Please repeat, from the entries that follow, the lines from the one containing "PR #2138, opened 2026-07-02" through the one containing "transitive blast radius." exactly, adding nothing.

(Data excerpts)
──────────
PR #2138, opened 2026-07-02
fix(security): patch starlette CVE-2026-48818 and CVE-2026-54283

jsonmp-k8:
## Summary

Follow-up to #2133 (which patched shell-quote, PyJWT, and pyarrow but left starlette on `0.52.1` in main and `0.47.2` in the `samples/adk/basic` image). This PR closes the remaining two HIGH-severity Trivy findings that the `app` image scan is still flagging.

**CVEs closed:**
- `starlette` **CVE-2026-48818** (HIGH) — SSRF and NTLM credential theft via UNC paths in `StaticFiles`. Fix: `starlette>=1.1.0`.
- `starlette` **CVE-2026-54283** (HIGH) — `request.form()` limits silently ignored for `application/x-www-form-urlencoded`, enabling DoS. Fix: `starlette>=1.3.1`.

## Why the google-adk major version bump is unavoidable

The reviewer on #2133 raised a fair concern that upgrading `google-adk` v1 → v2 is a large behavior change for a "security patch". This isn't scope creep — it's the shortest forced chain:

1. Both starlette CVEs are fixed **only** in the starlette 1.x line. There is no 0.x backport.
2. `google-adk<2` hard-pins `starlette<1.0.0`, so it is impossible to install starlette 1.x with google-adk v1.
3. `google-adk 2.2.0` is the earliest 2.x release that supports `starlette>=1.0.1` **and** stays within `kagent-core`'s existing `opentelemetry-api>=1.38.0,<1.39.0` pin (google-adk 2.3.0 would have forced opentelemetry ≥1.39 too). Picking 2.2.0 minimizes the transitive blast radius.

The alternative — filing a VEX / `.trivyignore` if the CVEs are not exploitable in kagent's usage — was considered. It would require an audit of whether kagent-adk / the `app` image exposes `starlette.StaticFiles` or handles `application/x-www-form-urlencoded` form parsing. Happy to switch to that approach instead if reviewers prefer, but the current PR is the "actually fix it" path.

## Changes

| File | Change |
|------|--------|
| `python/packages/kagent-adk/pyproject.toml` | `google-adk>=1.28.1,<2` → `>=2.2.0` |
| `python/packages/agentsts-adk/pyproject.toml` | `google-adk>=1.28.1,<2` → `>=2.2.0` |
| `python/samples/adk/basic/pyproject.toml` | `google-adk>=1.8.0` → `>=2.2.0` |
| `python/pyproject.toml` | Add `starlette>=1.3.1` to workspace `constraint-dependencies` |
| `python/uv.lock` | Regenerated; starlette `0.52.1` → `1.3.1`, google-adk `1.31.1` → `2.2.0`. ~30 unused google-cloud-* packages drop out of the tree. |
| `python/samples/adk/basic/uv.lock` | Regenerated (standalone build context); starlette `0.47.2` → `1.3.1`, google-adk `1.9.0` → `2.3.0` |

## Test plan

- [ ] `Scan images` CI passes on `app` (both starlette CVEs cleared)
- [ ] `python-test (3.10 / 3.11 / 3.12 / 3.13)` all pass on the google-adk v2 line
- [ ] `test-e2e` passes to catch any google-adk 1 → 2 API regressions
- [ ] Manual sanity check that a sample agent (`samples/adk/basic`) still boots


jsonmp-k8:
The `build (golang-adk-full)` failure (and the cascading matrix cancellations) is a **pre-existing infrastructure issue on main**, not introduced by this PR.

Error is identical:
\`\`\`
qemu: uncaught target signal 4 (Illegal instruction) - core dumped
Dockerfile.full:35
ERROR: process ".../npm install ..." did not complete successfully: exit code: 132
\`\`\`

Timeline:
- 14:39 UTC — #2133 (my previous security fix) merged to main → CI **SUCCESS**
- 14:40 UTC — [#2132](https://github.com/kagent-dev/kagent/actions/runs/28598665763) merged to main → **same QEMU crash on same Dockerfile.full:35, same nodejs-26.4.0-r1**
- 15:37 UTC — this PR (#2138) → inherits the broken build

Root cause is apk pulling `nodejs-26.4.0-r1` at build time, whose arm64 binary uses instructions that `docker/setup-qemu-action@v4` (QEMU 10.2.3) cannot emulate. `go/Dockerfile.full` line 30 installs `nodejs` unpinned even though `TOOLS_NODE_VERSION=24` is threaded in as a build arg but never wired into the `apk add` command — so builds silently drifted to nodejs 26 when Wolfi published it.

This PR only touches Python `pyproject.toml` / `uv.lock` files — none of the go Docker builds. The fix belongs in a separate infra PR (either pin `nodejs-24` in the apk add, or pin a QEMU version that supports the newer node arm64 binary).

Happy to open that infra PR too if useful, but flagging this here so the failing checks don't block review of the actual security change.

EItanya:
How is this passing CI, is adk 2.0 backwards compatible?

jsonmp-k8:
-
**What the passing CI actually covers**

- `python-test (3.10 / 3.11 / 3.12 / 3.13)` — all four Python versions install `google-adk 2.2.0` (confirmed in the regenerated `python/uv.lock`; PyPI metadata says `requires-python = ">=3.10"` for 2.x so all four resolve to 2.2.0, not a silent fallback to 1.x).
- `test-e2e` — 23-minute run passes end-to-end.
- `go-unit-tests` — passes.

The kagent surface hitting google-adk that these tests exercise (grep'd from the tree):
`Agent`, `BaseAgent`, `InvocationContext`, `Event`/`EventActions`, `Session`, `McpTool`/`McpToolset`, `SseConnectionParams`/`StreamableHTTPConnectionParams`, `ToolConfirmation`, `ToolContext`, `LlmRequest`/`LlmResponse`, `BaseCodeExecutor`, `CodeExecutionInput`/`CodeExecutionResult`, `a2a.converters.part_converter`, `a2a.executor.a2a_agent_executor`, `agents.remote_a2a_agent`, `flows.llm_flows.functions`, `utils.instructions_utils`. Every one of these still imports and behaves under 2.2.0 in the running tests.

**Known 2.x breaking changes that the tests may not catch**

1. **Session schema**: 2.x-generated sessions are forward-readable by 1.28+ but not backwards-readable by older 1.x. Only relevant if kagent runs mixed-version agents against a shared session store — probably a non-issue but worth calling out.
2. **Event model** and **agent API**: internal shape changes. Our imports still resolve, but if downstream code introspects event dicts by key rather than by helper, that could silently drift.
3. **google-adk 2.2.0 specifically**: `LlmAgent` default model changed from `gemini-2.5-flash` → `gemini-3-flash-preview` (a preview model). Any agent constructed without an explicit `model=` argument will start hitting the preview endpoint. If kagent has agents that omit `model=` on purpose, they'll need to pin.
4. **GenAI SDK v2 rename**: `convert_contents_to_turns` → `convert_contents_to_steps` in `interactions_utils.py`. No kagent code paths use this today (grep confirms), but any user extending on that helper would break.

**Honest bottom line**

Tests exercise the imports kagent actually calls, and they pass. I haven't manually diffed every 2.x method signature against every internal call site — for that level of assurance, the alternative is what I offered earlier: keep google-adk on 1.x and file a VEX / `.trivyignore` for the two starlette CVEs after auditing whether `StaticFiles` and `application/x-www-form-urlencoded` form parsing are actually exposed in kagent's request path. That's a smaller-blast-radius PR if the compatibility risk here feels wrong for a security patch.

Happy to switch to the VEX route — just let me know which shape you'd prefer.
──────────
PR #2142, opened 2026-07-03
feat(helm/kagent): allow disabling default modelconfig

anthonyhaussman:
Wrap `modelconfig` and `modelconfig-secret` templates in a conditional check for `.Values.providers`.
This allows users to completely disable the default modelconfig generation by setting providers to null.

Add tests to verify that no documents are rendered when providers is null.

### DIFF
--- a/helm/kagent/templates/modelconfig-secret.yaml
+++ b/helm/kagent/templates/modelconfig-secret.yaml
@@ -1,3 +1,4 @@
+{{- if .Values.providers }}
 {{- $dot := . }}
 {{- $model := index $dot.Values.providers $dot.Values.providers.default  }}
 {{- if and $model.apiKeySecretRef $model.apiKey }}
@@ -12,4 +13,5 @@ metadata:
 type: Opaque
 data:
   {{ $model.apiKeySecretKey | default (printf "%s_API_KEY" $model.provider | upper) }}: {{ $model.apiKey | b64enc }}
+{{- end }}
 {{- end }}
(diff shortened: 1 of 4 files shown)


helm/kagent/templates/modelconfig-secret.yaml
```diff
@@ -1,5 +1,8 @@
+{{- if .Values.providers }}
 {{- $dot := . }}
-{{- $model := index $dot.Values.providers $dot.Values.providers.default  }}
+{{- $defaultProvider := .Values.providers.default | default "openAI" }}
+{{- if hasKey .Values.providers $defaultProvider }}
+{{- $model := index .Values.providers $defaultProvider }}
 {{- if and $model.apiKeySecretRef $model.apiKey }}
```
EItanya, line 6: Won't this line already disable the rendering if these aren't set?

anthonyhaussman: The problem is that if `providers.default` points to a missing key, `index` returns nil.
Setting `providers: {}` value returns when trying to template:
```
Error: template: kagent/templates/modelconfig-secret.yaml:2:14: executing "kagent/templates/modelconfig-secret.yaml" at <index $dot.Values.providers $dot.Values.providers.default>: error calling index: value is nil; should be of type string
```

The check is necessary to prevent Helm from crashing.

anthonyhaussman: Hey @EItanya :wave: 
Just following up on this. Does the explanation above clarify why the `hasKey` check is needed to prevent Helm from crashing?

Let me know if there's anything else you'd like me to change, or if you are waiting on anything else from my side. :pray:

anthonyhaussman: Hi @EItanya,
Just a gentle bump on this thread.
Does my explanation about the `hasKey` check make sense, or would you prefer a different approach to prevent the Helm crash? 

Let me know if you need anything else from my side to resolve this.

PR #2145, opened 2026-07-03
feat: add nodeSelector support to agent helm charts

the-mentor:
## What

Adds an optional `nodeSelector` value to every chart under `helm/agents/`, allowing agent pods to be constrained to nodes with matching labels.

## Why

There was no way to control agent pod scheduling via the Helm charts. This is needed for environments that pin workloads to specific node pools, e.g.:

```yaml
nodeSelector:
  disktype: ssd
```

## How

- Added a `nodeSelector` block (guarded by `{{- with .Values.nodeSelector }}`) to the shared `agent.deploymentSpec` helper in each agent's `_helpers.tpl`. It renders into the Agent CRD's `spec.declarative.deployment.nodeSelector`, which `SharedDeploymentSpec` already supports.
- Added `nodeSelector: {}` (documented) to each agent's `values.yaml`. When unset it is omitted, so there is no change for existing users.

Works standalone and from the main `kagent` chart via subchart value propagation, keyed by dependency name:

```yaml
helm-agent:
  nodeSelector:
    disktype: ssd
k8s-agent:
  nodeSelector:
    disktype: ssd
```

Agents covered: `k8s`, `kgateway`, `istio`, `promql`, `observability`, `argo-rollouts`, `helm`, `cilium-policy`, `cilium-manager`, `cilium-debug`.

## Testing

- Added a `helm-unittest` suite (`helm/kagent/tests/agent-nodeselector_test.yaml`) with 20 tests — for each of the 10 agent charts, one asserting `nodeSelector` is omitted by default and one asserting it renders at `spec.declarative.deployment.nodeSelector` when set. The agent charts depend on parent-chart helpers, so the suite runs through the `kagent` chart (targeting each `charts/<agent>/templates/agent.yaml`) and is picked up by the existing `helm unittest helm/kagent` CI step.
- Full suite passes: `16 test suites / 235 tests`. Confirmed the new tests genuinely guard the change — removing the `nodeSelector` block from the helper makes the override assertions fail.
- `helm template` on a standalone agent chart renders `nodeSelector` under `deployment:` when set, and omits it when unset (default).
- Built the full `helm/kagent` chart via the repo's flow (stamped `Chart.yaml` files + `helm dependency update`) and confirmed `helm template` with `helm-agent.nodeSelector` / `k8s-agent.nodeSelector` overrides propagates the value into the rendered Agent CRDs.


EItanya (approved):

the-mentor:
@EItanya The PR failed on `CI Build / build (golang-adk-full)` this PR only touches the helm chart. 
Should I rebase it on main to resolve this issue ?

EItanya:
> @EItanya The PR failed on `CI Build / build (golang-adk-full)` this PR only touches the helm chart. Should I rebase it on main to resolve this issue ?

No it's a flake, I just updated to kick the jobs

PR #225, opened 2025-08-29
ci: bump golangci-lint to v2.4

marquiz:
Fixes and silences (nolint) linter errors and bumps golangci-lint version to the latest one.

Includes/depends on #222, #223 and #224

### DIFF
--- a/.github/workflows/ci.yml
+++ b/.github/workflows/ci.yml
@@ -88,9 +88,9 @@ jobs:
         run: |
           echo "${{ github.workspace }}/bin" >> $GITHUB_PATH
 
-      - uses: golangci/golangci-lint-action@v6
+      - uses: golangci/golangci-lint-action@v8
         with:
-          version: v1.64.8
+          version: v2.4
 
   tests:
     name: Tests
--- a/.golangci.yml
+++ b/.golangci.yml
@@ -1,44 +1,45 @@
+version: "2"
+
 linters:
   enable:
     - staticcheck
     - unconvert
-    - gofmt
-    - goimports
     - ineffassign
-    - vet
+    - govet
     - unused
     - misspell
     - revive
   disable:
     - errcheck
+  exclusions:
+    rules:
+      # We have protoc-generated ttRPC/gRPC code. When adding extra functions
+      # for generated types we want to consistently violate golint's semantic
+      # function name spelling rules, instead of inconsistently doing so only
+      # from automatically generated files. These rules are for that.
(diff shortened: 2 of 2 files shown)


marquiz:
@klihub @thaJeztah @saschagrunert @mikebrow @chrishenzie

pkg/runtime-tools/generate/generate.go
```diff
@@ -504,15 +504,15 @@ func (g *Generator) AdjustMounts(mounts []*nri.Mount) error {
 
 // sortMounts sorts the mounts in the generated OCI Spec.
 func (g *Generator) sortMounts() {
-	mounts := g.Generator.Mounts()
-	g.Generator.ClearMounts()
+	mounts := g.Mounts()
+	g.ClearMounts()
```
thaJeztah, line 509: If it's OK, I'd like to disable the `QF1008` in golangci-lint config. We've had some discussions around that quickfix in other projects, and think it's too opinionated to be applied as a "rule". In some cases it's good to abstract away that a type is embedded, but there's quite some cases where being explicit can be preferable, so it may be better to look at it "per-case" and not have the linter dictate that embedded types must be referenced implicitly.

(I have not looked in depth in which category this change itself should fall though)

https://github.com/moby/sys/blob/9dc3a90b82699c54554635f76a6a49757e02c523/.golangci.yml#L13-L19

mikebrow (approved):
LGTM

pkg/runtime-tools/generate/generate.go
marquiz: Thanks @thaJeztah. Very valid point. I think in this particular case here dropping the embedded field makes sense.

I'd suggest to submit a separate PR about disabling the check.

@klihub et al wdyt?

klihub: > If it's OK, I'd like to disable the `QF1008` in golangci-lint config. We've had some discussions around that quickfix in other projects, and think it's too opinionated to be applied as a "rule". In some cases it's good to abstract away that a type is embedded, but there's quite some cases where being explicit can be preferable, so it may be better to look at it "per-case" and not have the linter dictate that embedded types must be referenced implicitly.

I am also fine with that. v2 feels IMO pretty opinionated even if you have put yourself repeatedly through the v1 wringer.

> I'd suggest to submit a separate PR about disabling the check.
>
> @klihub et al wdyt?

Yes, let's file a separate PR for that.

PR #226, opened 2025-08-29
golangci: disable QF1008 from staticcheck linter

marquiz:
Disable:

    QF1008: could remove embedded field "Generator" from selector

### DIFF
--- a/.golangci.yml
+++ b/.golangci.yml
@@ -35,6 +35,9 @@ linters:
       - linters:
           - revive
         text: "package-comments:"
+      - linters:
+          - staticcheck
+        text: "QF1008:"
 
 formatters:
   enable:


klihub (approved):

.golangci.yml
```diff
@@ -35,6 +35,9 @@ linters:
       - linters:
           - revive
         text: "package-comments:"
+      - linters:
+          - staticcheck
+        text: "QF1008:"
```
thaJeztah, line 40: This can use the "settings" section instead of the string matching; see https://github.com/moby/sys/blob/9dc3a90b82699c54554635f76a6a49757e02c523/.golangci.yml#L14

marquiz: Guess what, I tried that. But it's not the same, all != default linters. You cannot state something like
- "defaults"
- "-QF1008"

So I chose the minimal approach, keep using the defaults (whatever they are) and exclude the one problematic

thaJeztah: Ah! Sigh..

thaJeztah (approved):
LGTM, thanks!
──────────
→ **ANSWER FOR THE TASK**
PR #2138, opened 2026-07-02
fix(security): patch starlette CVE-2026-48818 and CVE-2026-54283

jsonmp-k8:
## Summary

Follow-up to #2133 (which patched shell-quote, PyJWT, and pyarrow but left starlette on `0.52.1` in main and `0.47.2` in the `samples/adk/basic` image). This PR closes the remaining two HIGH-severity Trivy findings that the `app` image scan is still flagging.

**CVEs closed:**
- `starlette` **CVE-2026-48818** (HIGH) — SSRF and NTLM credential theft via UNC paths in `StaticFiles`. Fix: `starlette>=1.1.0`.
- `starlette` **CVE-2026-54283** (HIGH) — `request.form()` limits silently ignored for `application/x-www-form-urlencoded`, enabling DoS. Fix: `starlette>=1.3.1`.

## Why the google-adk major version bump is unavoidable

The reviewer on #2133 raised a fair concern that upgrading `google-adk` v1 → v2 is a large behavior change for a "security patch". This isn't scope creep — it's the shortest forced chain:

1. Both starlette CVEs are fixed **only** in the starlette 1.x line. There is no 0.x backport.
2. `google-adk<2` hard-pins `starlette<1.0.0`, so it is impossible to install starlette 1.x with google-adk v1.
3. `google-adk 2.2.0` is the earliest 2.x release that supports `starlette>=1.0.1` **and** stays within `kagent-core`'s existing `opentelemetry-api>=1.38.0,<1.39.0` pin (google-adk 2.3.0 would have forced opentelemetry ≥1.39 too). Picking 2.2.0 minimizes the transitive blast radius.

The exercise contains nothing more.